_Exercise aim_: Copy each line of the following material that has the string "axis".

##### Data extracts #####

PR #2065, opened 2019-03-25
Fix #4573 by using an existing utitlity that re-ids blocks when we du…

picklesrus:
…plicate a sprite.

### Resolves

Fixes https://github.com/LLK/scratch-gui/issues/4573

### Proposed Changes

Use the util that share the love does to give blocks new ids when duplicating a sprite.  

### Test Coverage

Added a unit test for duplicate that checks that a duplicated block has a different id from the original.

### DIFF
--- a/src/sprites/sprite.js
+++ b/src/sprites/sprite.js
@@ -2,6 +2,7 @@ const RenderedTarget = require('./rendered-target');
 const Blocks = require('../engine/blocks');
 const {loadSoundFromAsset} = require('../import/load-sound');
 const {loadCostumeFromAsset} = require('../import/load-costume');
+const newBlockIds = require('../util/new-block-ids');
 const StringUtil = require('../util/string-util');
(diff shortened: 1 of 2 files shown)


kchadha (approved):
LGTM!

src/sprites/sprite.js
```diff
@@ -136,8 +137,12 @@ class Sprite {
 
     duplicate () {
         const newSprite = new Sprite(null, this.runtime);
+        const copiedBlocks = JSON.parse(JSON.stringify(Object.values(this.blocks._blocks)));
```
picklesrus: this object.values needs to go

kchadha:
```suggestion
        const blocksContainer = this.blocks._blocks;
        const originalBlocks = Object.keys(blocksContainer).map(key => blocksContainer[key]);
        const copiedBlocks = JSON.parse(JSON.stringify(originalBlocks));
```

#####
##### Data extracts #####

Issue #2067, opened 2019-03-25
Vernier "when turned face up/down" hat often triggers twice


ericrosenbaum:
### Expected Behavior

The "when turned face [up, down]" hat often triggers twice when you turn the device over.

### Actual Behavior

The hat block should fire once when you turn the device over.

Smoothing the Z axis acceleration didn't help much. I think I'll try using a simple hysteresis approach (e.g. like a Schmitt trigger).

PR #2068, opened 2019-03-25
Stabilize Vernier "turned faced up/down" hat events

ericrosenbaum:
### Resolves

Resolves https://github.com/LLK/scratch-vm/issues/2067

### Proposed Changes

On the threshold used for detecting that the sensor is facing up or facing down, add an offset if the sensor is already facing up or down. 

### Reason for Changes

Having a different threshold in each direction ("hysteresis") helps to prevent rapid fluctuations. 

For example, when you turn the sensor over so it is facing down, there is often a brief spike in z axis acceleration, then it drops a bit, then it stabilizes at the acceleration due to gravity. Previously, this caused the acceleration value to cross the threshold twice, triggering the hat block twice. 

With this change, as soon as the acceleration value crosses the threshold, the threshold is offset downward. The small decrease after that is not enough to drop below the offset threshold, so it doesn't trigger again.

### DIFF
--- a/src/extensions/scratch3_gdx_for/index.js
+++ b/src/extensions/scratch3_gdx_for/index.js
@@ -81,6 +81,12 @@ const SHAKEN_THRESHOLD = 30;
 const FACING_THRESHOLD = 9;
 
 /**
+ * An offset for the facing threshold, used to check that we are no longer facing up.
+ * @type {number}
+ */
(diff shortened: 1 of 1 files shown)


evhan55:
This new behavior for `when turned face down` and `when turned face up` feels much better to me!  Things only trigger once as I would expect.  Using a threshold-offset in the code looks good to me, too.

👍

#####

_Written response_:
Smoothing the Z axis acceleration didn't help much. I think I'll try using a simple hysteresis approach (e.g. like a Schmitt trigger).
For example, when you turn the sensor over so it is facing down, there is often a brief spike in z axis acceleration, then it drops a bit, then it stabilizes at the acceleration due to gravity. Previously, this caused the acceleration value to cross the threshold twice, triggering the hat block twice. 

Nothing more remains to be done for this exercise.